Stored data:
§ §

Issue #5013, opened 2018-08-23
YAML formatting strips document begin


pbrisbin:
One thing I've noticed with the new YAML formatting (which is awesome btw!) is that it will strip a standalone (not part of frontmatter) document-separator (`---`). For example, you can see it happen [in this PR diff](https://github.com/pbrisbin/bugsnag-haskell/pull/40/files#diff-54eaec2f732ed7ea540163ee133a989fL1) (a commit made by Restyled, which runs prettier).

I don't have a definitive reference that it's good style to include these document delimiters when they're not strictly necessary, but I tend to include them because:

1. [`yamllint`](https://github.com/adrienverge/yamllint#readme) has a rule (by default) that requires them, and
2. I saw a tweet with this justification (paraphrased):

   If you concatenate multiple YAML documents into some process, e.g.

   ```console
   cat one.yaml two.yaml | some-process
   ```

   Having document-separators in the files will ensure they get processed correctly (as multiple documents). Without the separators, you may silently get something unexpected (smashing of objects) or it might just error.

Because of point (1), it's particularly annoying when ALE runs prettier as an auto-fixer, which strips the `---`, then it runs yamllint as a linter, which complains about its omission...

So, is it intentional to strip it? If so, can an option be added to preserve it?

ikatyang:
We did not have special case for it, we currently just print the necessary part so  any unnecessary parts are removed.

According to our [Option Philosophy](https://prettier.io/docs/en/option-philosophy.html), we avoid to add options if possible unless there're some critical reasons, so the only possible way to go here is to preserve them, but I'm not sure if we should do so since it may introduce inconsistency, let's see how people think about it, marked as needs discussions for now.

---

Regarding `yamllint`, we probably need something like [`eslint-config-prettier`](https://github.com/prettier/eslint-config-prettier) but for `yamllint`, we can refer to those rules but we're not intend to follow any linter's rules.

---

Regarding the `cat` use case, the leading [directives end (`---`)](http://yaml.org/spec/1.2/spec.html#marker/directives%20end/) only works for the case that does not contain [directives](http://yaml.org/spec/1.2/spec.html#id2781147), for example the following case won't work:

```yaml
---
content 1
```

```yaml
%YAML 1.2
---
content 2
```

unless we add the explicit document end as well:

```yaml
---
content 1
...
```

```yaml
%YAML 1.2
---
content 2
...
```

but I think nobody wants these unnecessary document ends, at least I didn't see someone wrote this before.

[...]

PR #5027, opened 2018-08-30
fix(yaml): update parsers

### LINKED ISSUE #4991: YAML: Prettier can't parse its own output
Prettier v1.14.2

I can't report this using the "Report issue" button because the code is too long, and the issue doesn't reproduce with shorter code.

Steps to reproduce:

1. Copy the content of [this file](https://raw.githubusercontent.com/AustinGreen/gatsby-starter-netlify-cms/master/static/admin/config.yml) to [Prettier Playground](https://prettier.io/playground).

2. Copy the result of formatting (Prettier's output).

3. Try to format it again by pasting it into the input pane of the Playground.

4. See this: `SyntaxError: The "undefine...ndefined" key is too long (76:13)`

ikatyang:
Fixes #4991

- upgrade to `yaml@1.0.0-rc.8` and `yaml-unist-parser@1.0.0-rc.4`
- refactor some logic since the AST has slightly changed (ikatyang/yaml-unist-parser#82)
- unmatched aliases are now errors since it may introduce invalid AST from `yaml`
- rewrite the document separator (`...`/`---`) logic, this fixes some cases where it can use `---` but we printed `...`
- removed some unnecessary duplicate trailing newline
- trailing comments on `document` (`... #comment`) and `documentHead` (`--- #comment`) are preserved (i.e. they won't be moved somewhere)

---


marcofranssen:
The comment approach mentioned above is a workarround. Many kubernetes deployment files generated by tools or available in OSS out there don't have those comments. Meaning if I need to do small change I have to add this unnecessary comment all over the place. Can't we just allow these type of document headers?

ikatyang:
Could you move your comment to #5013? as this PR is not aimed to fix that issue, I just found it _might_ be a solution. We should discuss it in #5013.

PR #5041, opened 2018-09-01
feat: add printer.preprocess

ikatyang:
Sometimes we need to transform the ast to make it easier to print, but it's currently done in the parser (markdown and yaml), which leads the output ast harder to use for external users (custom parser), adding `printer.preprocess` can solve this issue.

And also this way we could move the trailing newline for json from `ast-to-doc.js` to `language-js`.

---


ikatyang:
text -> parser.preprocess -> parser (custom parser) -> printer.preprocess -> printer

Issue #4989, opened 2018-08-17
big ignore paths slow down cli


eps1lon:
**Environments:**
- Prettier Version: 1.14.2
- Running Prettier via: CLI
- Runtime: v10.8.0
- Operating System: Linux

**Steps to reproduce:**
```bash
mkdir repro-dir && cd repro-dir
npm init
npm add prettier
# add some dependencies to feel the weight on the prettier cli
npm add express typescript webpack
touch index.js
cp -r node_modules a_deeply_nested_structure
echo "a_deeply_nested_structure" > .prettierignore
node_modules/.bin/prettier --list-different "**/*.js"
```

**Expected behavior:**
Does not walk down any folder in `a_deeply_nested_structure`. Prettier finishes instantly.

**Actual behavior:**
`glob` does walk down `a_deeply_nested_structure`. They get ignored in the end by prettier but this can slow down runtime heavily if we want to ignore big folders. You can check this by inspecting https://github.com/prettier/prettier/blob/d480858f016c6b165e55195027226a612e97d47c/src/cli/util.js#L444-L452

Is there a reason why the ignore patterns are not passed to `node-glob`?

If I got this right this behavior was request by #3590 but in my opinion it should be the responsibility of the extension to get knowledge of `.prettierignore`. As of right now the cli is very slow when someone has to ignore paths other than node_modules.

j-f1:
Perhaps we can add a conditional before we call the ignorer and add the ignore file exclusions to the glob when `context.argv["debug-check"] || context.argv["write"] || context.argv["list-different"]`.

eps1lon:
I'm intersted in why there is the need for the ignorer to begin with. Isn't this a clear violation of the Separation of Concerns principle which imposes this performance penalty? 

You're also listing both `minimatch` and `ignore` as dependencies both of which have different matching specs. All of this makes it very hard to reason about when and why files are ignored.

ikatyang:
#3590 is about if we should output ignored file, which did not affect the glob searching.

Here's how we process files:

1. determine which files we should look for using `globby`
   - walk through the `fs` tree based the patterns from CLI
   - `--with-node-modules` affects this step
2. ignore files that match the patterns listed in `.prettierignore` using `ignore`
   - ignored files are printed to stdout if `--write` not provided, which is requested by #3590
[...]

PR #5053, opened 2018-09-04
Bump globby

duailibe:
Another attempt at #4715

### DIFF
--- a/package.json
+++ b/package.json
@@ -34,7 +34,7 @@
     "find-project-root": "1.1.1",
     "flow-parser": "0.78.0",
     "get-stream": "3.0.0",
-    "globby": "6.1.0",
+    "globby": "8.0.1",
     "graphql": "0.13.2",
     "html-tag-names": "1.1.2",
     "ignore": "3.3.7",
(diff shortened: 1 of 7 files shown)


ikatyang:
I've tried that as well and it seems there're too many modules need to be loaded for `fast-glob`, which slows down the startup speed and we have a lot of test files.

We may want to switch to [`glob-gitignore`](https://github.com/kaelzhang/node-glob-gitignore) for ignoring folders based on `.ignore` file while traversing the file system (see https://github.com/prettier/prettier/issues/4989#issuecomment-414062231 for more info), which seems not supported in `globby@8` (`fast-glob`).

ikatyang:
The `.ignore` issue for `fast-glob` should be tracked in mrmlnc/fast-glob#106 (use a custom `readdir` to return empty for `.ignore`d directories), though it seems there's not much interest on it.

evilebottnawi:
@ikatyang He is working on C++ library (extension for `nodejs`) for reduce `fs` call and speedup glob

evilebottnawi:
But better don't update `globby` (a lot of other bugs in `fast-glob`, not full compatibility with original glob)

PR #5057, opened 2018-09-05
refactor: move cli leven suggestion to options-normalizer

ikatyang:
Option-related processing should be done in `options-normalizer`.

- unknown flag suggestions are colored
  image
- unknown flags with no suggestion are now errors:
  ```
  $ bin/prettier.js --help noseminosemi
  [error] Invalid `--help` value. Expected `a flag`, but received `"noseminosemi"`.
  ```

---

### DIFF
--- a/tests_integration/__tests__/__snapshots__/early-exit.js.snap
+++ b/tests_integration/__tests__/__snapshots__/early-exit.js.snap
@@ -146,21 +146,8 @@ exports[`show version with --version (stderr) 1`] = `""`;
 
 exports[`show version with --version (write) 1`] = `Array []`;
 
-exports[`show warning with --help not-found (stderr) 1`] = `
-"[warn] Unknown option name \\"not-found\\"
-"
-`;
-
-exports[`show warning with --help not-found (stdout) 1`] = `
-"-h, --help <flag>
-
-  Show CLI usage, or details about the given flag.
-  Example: --help write
-"
-`;
-
 exports[`show warning with --help not-found (typo) (stderr) 1`] = `
-"[warn] Unknown option name \\"parserr\\", did you mean \\"parser\\"?
+"[warn] Unknown flag \\"parserr\\", did you mean \\"parser\\"?
 "
 `;
 
@@ -189,8 +176,6 @@ Valid options:
 `;
 
 exports[`show warning with --help not-found (typo) (write) 1`] = `Array []`;
-
-exports[`show warning with --help not-found (write) 1`] = `Array []`;
 
 exports[`throw error and show usage with something unexpected (stderr) 1`] = `""`;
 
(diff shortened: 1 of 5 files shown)


tests_integration/__tests__/__snapshots__/early-exit.js.snap
```diff
@@ -311,6 +296,15 @@ exports[`throw error with --find-config-path + multiple files (stdout) 1`] = `""
 
 exports[`throw error with --find-config-path + multiple files (write) 1`] = `Array []`;
 
+exports[`throw error with --help not-found (stderr) 1`] = `
+"[error] Invalid --help value. Expected \\"arrow-parens\\", \\"bracket-spacing\\", \\"color\\", \\"config\\", \\"config-precedence\\", \\"cursor-offset\\", \\"editorconfig\\", \\"file-info\\", \\"find-config-path\\", \\"h\\", \\"help\\", \\"ignore-path\\", \\"insert-pragma\\", \\"jsx-bracket-same-line\\", \\"l\\", \\"list-different\\", \\"loglevel\\", \\"no-bracket-spacing\\", \\"no-color\\", \\"no-config\\", \\"no-editorconfig\\", \\"no-semi\\", \\"parser\\", \\"plugin\\", \\"plugin-search-dir\\", \\"print-width\\", \\"prose-wrap\\", \\"range-end\\", \\"range-start\\", \\"require-pragma\\", \\"semi\\", \\"single-quote\\", \\"stdin\\", \\"stdin-filepath\\", \\"support-info\\", \\"tab-width\\", \\"trailing-comma\\", \\"use-tabs\\", \\"v\\", \\"version\\", \\"with-node-modules\\" or \\"write\\", but received \\"not-found\\".
```
j-f1: Would it be easy to make this into a bulleted list? I feel like it would be easier to read that way.

ikatyang: Ref: ikatyang/vnopts#9

Something like this?

image

j-f1: That looks great!

duailibe: I personally wouldn't show every option available.. in this case, I'd just show "Invalid --help value"

j-f1: Perhaps “Invalid --help value, expected an option name but got X.”?

ikatyang: Since we called it `flag` in the usage, "expected `a flag`" should be better I think?

https://github.com/prettier/prettier/blob/4d488e8b81276e310b00c097b1ac9e385181c3cd/tests_integration/__tests__/__snapshots__/early-exit.js.snap#L124-L125

PR #8173, opened 2020-04-28
Support HTML-like Comments

fisker:
Support [`HTML-like Comments`](https://tc39.es/ecma262/#sec-html-like-comments)


src/language-js/parser-babel.js
```diff
@@ -7,7 +7,7 @@ const postprocess = require("./postprocess");
 
 function babelOptions(extraPlugins = []) {
   return {
-    sourceType: "module",
+    sourceType: "unambiguous",
```
fisker, line 10: Oldest line of code, since first commit https://github.com/vjeux/prettier/commit/29627ee520307494c45073701b20ef64effd3a8f#diff-86100135effef64b185e301e9346e528R13

src/language-js/parser-babel.js
```diff
@@ -5,9 +5,9 @@ const { hasPragma } = require("./pragma");
 const locFns = require("./loc");
 const postprocess = require("./postprocess");
 
-function babelOptions(extraPlugins = []) {
+function babelOptions({ sourceType, extraPlugins = [] }) {
   return {
-    sourceType: "module",
```
fisker, line 10: Oldest line of code, since first commit https://github.com/vjeux/prettier/commit/29627ee520307494c45073701b20ef64effd3a8f#diff-86100135effef64b185e301e9346e528R13

src/language-js/parser-babel.js
```diff
@@ -65,6 +65,10 @@ function createParse(parseMethod, ...pluginCombinations) {
     // Inline the require to avoid loading all the JS if we don't use it
     const babel = require("@babel/parser");
 
+    // HTML-like Comments https://tc39.es/ecma262/#sec-html-like-comments
+    // requires sourceType to be `script` https://github.com/babel/babel/issues/7802#issuecomment-492522145
+    const sourceType = /<!--|-->/.test(text) ? "unambiguous" : "module";
```
bakkot, line 70: This regular expression doesn't do the thing you want; e.g. it would match

```js
let x=10;while(x-->0)console.log(x)
await(import('mod'))
```
which does not actually have contain HTML-like comment and which has a substantially different AST when interpreted as a module vs as a script.

fisker: This is a  real good case,  HTML-like comment and dynamic import , I'll add to tests.

This also why I set it to `unambiguous` instead of `script`, the output seems same as stable version.

[stable](https://prettier.io/playground/?N4Igxg9gdgLgprEAuEBDJsAWBaANqgZxmzEwEtcATACgCYoACAagYEYBKAHUYYwhmrcGwhgDoCEALZwS+AgSEjxUmf0xwATrMIKew5dOwA3TQE88ES1es2rUAObb5i4aly5FXKC3RY8hYlIKGnpmNi9hPgEXMQlDMDldEViVbDVNJySlOJkTDXNcWyKbB0yYtw8eCN4kACM4ADMIDThgAF8Gbi6oUXQ4AA94KBpRMigABwBXGCRKMgJUWtw4SnZQABoQCHGYMmgCZFBUDQ0IAHcABWOEA5Q3M9RTA83ajVQwAGs4GABlcfexvZkDANJM4JtMDBJLgAOrkeAEf5gOA-G5kXZGdGmZDgeQgTZjAiaGAXN72SSoZANNxEzYAKwI-QAQm9Pt8fqhpAAZMZwKk08EgBn9H6A5YARUm-D5SGpuFpIH+GiJGhxtUWcFw+MVGjGMBhZEoMEwyAAHAAGTbjU5EmFvcY461wFUmbUARyl8FJ21uaAI2CgcBWK21LQ9ZBapNQ5MpsoFmyJkjIwNBgoIYrgkul-PlgpgiwNRpNSFomxBqAogIAwlIKTjnQBWbWTIkAFUWtzlCqMYIAksMEL8wLqdgBBYY-GCmZY5oltNpAA#N4Igxg9gdgLgprEAuEAbOMAEAPAvARgAYBuAdwAsBLdACmwFp6A+QgSkigGcJ0A6VCAHM6rADpQAhqQmUYNSgFsADhABOcgOQKIAEw2tWIADQgISmJWidkoCatURSABTsJrKCamkBPayYBGqhJgANYYAMpKwZRQgsgwqgCucCbkMAqoAOpU8JxRYHDhbrKUAG6y3sjgnH4gMZxw6k5BggoSyABmng0mAFac2ABCQaEREgpwADIxcJ3dKSD92OExgugAiokQ8HOoPSBRqg2qVf4S-nCoxgeqMTCZlDow5MgAHIQmSg4NmUFKVV84MdSrMTABHLbwZpmdwgCScehQOBwHQo66qOAQygY5oSVrtJBdPYLBoKSjxJIk1YbSGzQnzEwwc4PJ4vJAAJkZQWoqwAwhAFG0qkCAKzXRINAAq53cRP2pWSAEkoKjYOEwLdzABBFXhGDedC7BoAX2NQA) vs [pr](https://prettier.io/playground/?N4Igxg9gdgLgprEAuEBDJsAWBaANqgZxmzEwEtcATACgCYoACAagYEYBKAHUYYwhmrcGwhgDoCEALZwS+AgSEjxUmf0xwATrMIKew5dOwA3TQE88ES1es2rUAObb5i4aly5FXKC3RY8hYlIKGnpmNi9hPgEXMQlDMDldEViVbDVNJySlOJkTDXNcWyKbB0yYtw8eCN4kACM4ADMIDThgAF8Gbi6oUXQ4AA94KBpRMigABwBXGCRKMgJUWtw4SnZQABoQCHGYMmgCZFBUDQ0IAHcABWOEA5Q3M9RTA83ajVQwAGs4GABlcfexvZkDANJM4JtMDBJLgAOrkeAEf5gOA-G5kXZGdGmZDgeQgTZjAiaGAXN72SSoZANNxEzYAKwI-QAQm9Pt8fqhpAAZMZwKk08EgBn9H6A5YARUm-D5SGpuFpIH+GiJGhxtUWcFw+MVGjGMBhZEoMEwyAAHAAGTbjU5EmFvcY461wFUmbUARyl8FJ21uaAI2CgcBWK21LQ9ZBapNQ5MpsoFmyJkjIwNBgoIYrgkul-PlgpgiwNRpNSFomxBqAogIAwlIKTjnQBWbWTIkAFUWtzlCqMYIAksMEL8wLqdgBBYY-GCmZY5oltNpAA#N4Igxg9gdgLgprEAuEAbOMAEAPAvARgAYBuAdwAsBLdACmwFp6A+QgSkigGcJ0A6VCAHM6rADpQAhqQmUYNSgFsADhABOcgOQKIAEw2tWIADQgISmJWidkoCatURSABTsJrKCamkBPayYBGqhJgANYYAMpKwZRQgsgwqgCucCbkMAqoAOpU8JxRYHDhbrKUAG6y3sjgnH4gMZxw6k5BggoSyABmng0mAFac2ABCQaEREgpwADIxcJ3dKSD92OExgugAiokQ8HOoPSBRqg2qVf4S-nCoxgeqMTCZlDow5MgAHIQmSg4NmUFKVV84MdSrMTABHLbwZpmdwgCScehQOBwHQo66qOAQygY5oSVrtJBdPYLBoKSjxJIk1YbSGzQnzEwwc4PJ4vJAAJkZQWoqwAwhAFG0qkCAKzXRINAAq53cRP2pWSAEkoKjYOEwLdzABBFXhGDedC7BoAX2NQA)

bakkot: That's surprising, because when parsed as a script this should be a function call, not an actual `await`.

fisker: yes, I  know that , but your case should be a  seperate issue.

fisker: By the way, do you know any other syntax requires `script`?

bakkot: The only cases where there's something which is valid in both a script and a module but with a different interpretation are HTML comments and `await`. There's a few things which are legal in scripts but not modules, like octal literals (`x = 01` is legal as a script but not a module), and of course import/export are legal in modules but not scripts.

The only interesting case with HTML comments when you have `<!--` in a module, which doesn't really come up. e.g.

```js
let x = 2;
if (-1<!--x) console.log(1); if(0
==-1) console.log(2);
```
prints 1 in a script and 2 in a module - but who writes that?

lydell:
Just a question: What is your motivation for adding this? Like, ”it’s in the spec so we should support it, and it’s fun”, or because you or someone else have had a need for this? If so, what was the use case? Is this worth the trouble?

fisker:
1. It's spec
2. Makes prettier easier to run in old  html project (I  do have some old  static html website, one site  contains html generated by  program with  template, but I lost the database and program)

thorn0:
How about enabling it only in `<script>` tags (check `options.parentParser`)?

lydell:
> How about enabling it only in `<script>` tags (check `options.parentParser`)?

Interesting idea! The good thing about that is that we can look for `type="module"` to know if we should parse the code as module or script – then Babel should let us parse the HTML-style comments for us without hacks.

fisker:
> enabling it only in <script> tags

It is a good idea.

> look for type="module" to know if we should parse the code as module or script

You mean if not `type="module", use  `unambiguous` (not `script`), right ? We  can't use `script` because some bundler don't require type to be `module` but  allow use  `import`.

lydell:
I might be wrong, but as far as I know browsers _always_ parse `<script>` tags as _script,_ unless `type="module"` is present (then they are parsed as _module_).

fisker:
@lydell Yes, the browser do, but before your html publish, there might some tool bundle your html, and allow you use `import` without `type="module"`, let me try to fix a example.

fisker:
I thought parcel should support it, but it's not

```text
parcel index.html
Server running at http://localhost:1234
| Building index.html...Browserslist: caniuse-lite is outdated. Please run next command `npm update`
×  <CWD>index.html:1:7: Imports and requires are not supported inside inline <script> tags yet.
> 1 | import "./index.mjs"
```

Maybe we can do this?

src/language-js/parser-babel.js
```diff
@@ -65,6 +65,9 @@ function createParse(parseMethod, ...pluginCombinations) {
     // Inline the require to avoid loading all the JS if we don't use it
     const babel = require("@babel/parser");
 
+    const sourceType =
+      opts && opts.__babelSourceType === "script" ? "script" : "module";
```
thorn0, line 69: No need for `&&`. `opts` is always defined here.

fisker: No... I forgot how. Maybe called by another parser

thorn0: Okay, if you say so.

PR #8185, opened 2020-04-29
Fix unstable format with `no-semi`

### LINKED ISSUE #1510: Need to run prettier twice before it settles
There seem to be cases in which a single prettier run is not sufficient. A second run will change the already formatted file again. After the second run no more formatting will happen.

A small example I found:

```
a;

[].b();
```
The [first formatting](https://prettier.github.io/prettier/#%7B%22content%22%3A%22a%3B%5Cn%5Cn%5B%5D.b()%3B%22%2C%22options%22%3A%7B%22printWidth%22%3A50%2C%22tabWidth%22%3A1%2C%22singleQuote%22%3Afalse%2C%22trailingComma%22%3A%22all%22%2C%22bracketSpacing%22%3Afalse%2C%22jsxBracketSameLine%22%3Afalse%2C%22parser%22%3A%22babylon%22%2C%22semi%22%3Afalse%2C%22useTabs%22%3Afalse%2C%22doc%22%3Afalse%7D%7D) result is:
```
a

;[].b()
```
The [second formatting](https://prettier.github.io/prettier/#%7B%22content%22%3A%22a%5Cn%5Cn%3B%5B%5D.b()%5Cn%22%2C%22options%22%3A%7B%22printWidth%22%3A50%2C%22tabWidth%22%3A1%2C%22singleQuote%22%3Afalse%2C%22trailingComma%22%3A%22all%22%2C%22bracketSpacing%22%3Afalse%2C%22jsxBracketSameLine%22%3Afalse%2C%22parser%22%3A%22babylon%22%2C%22semi%22%3Afalse%2C%22useTabs%22%3Afalse%2C%22doc%22%3Afalse%7D%7D) result (on the result of the first formatting) is:
```
a
;[].b()
```
Note the **removed** line.

I assumed 🤔  that prettier formatting is idempotent. Am I wrong 🙇  or is this a bug?

The only important option seems to be `semi: false`.

fisker:
Fixes #1510


fisker:
@thorn0 I need some help here, I was trying to fix #1510 (This one is really old!!), 

```js
a

;[].b()
```

I found the reason why the line after `a` is missing. It's because the `;` is count in range of `ExpressionStatement`, so there is no empty line after this `ExpressionStatement`, I tried to change `ExpressionStatement` end to skip the `;` and space, It will format as expected. Though there is some other problem need solve.

Question: 

1. Is this the right way?
2. If we want fix the range, should we 
	1. skip only `;`
	2. skip `space` + `;`
	3. fix to `ExpressionStatement.expression.end`


I think we should ignore `;`, and I also found if we set skip the comments, we will fix https://github.com/prettier/prettier/blob/master/tests_config/run_spec.js#L26
https://github.com/prettier/prettier/blob/master/tests_config/run_spec.js#L27
https://github.com/prettier/prettier/blob/master/tests_config/run_spec.js#L39

too.

thorn0:
You can read how I was going to fix it here: https://github.com/prettier/prettier/pull/7161#issuecomment-571300833

The idea is that if a statement (not necessary an expression statement, it happens to all kinds of statements) ends with a semicolon, we find the token preceding the semicolon (the penultimate token of the statement) and assign `end` of that token to `end` of the statement.

fisker:
Close due to age.

PR #8240, opened 2020-05-07
Switch `dedent` to `outdent`

### LINKED ISSUE #8143: Dependency `dedent` has bug
`dedent` is in `package.json`, I just found it's buggy, I'll check how it effect our code.

```console
$ node -p "`\u0070\u0072\u0065\u0074\u0074\u0069\u0065\u0072`"
prettier

$ node -p "require('dedent')`\u0070\u0072\u0065\u0074\u0074\u0069\u0065\u0072`"
\u0070\u0072\u0065\u0074\u0074\u0069\u0065\u0072

$ node -p "require('outdent').outdent`\u0070\u0072\u0065\u0074\u0074\u0069\u0065\u0072`"
prettier
```

fisker:
`dedent` is working fine in other places, but can't use in `tests/`, it can't work with escaped characters, more details see #8143.

But having two similar package may cause confusion.

Switching to `outdent`

Fixes #8143


scripts/build/bundler.js
```diff
@@ -37,6 +39,33 @@ const EXTERNALS = [
   "graceful-fs",
 ];
 
+const entries = [
```
thorn0, line 42: What is this change doing in this PR?

fisker: The entries of `outdent` need point to commonjs build,  and I tried fix in 4 bundles, still not enough, seems it's
 imported everywhere, so I move them to commom alias.

scripts/build/bundler.js
```diff
@@ -118,6 +147,9 @@ function getRollupConfig(bundle) {
 
   const babelConfig = getBabelConfig(bundle);
 
+  const alias = { ...bundle.alias };
+  alias.entries = [...entries, ...(alias.entries || [])];
```
lydell, line 151: Does this work?

```suggestion
  const alias = { ...bundle.alias, entries: [...entries, ...(bundle.entries || [])] };
```

fisker: Yes, I think so.

fisker: Wait, no... bundle.alias can be undefined.

thorn0:
Would be cool to replace this with a build-time transformation (Babel plugin) one day. :)

PR #8245, opened 2020-05-07
Test: Remove `graceful-fs` hack

fisker:


thorn0:
`graceful-fs` is also mentioned twice in `scripts/build/bundler.js`. Should we do something about that?

fisker:
I didn't see the other one, the comment in `jest.config.js` means the one I removed, I checked the history.  But I'll take a look.

fisker:
I download the artifacts, compared 
- the dist from this PR, 
- the dist from master branch, 
- local build

They are all the same, except the issue I found #8268

PR #8248, opened 2020-05-07
Categorize tests part 2

fisker:


thorn0:
I'm good with these changes as long as it's possible for Git to trace the history of the files. Please don't modify them too much when moving.

fisker:
I won't

PR #8251, opened 2020-05-07
Categorize tests part 4(CSS, flow, misc)

fisker:


fisker:
@thorn0  I've done. You may want make some adjustments?

thorn0:
I thought we had tests for union and intersection types shared between Flow and TS, but turns out we didn't. If we add such tests, what directory should we put them in?

fisker:
Maybe `js`, unlike other  languages,  I moved original `typescript-*` in `typescript`, kind of `typescript-only` in `typescript`, `flow-only` in `flow` , for example js don't has `interface`, I don't know where to put it, I moved to `js`. Do you have good idea?

thorn0:
I wish I had. All possible solutions seem to be non-obvious for contributors.

fisker:
Let's think this way, image we don't have `inline-comment` tests, you want test it in `scss` now, you should put it in `scss/`, and I'll say, please add tests in `less/` too, or please verify with `less` parser too. Someday, `css` support this too, we can add separate tests in `css/`, or add `css` parser to tests in `scss`.

So `union and intersection types`, you can 

- put in `typescript/` and verify with `flow`/`babel-flow`
- put in `flow/` and verify with `typescript`/`babel-ts`
- put in duplicated tests both `typescript/` and `flow/`

I think better in this way.

--- 

To enforce this way, I'll update this check https://github.com/prettier/prettier/blob/master/tests_config/utils/check-parsers.js#L15

To something like:

|category|allowed parser|allowed verify parser|
|:-:|:--|:--|
|typescript|`["typescript", "babel-ts"]`|`["babel", "flow", "babel-flow"]`|
|css|`["css"]`|`["scss", "less"]`|
|scss|`["scss"]`|`["css", "less"]`|
|less|`["less"]`|`["css", "scss"]`|

WDYT?

PR #8263, opened 2020-05-08
[DO NOT MERGE] Add async version babel parser

fisker:
Trying to investigate possibility of making the parser async.


fisker:
I think the effect is quite small, if we add a new version of `format` method, should easy to implement


## API

- core.format
- formatRange
- parser.parse

## CLI

- run
- formatFiles

fisker:
We already support async parser in next branch.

§ §

_Work item_
Start at the line containing "- formatRange" and transcribe through the end of the entries. Please keep both ends and add nothing.

_Exercise answer_
- formatRange
- parser.parse

## CLI

- run
- formatFiles

fisker:
We already support async parser in next branch.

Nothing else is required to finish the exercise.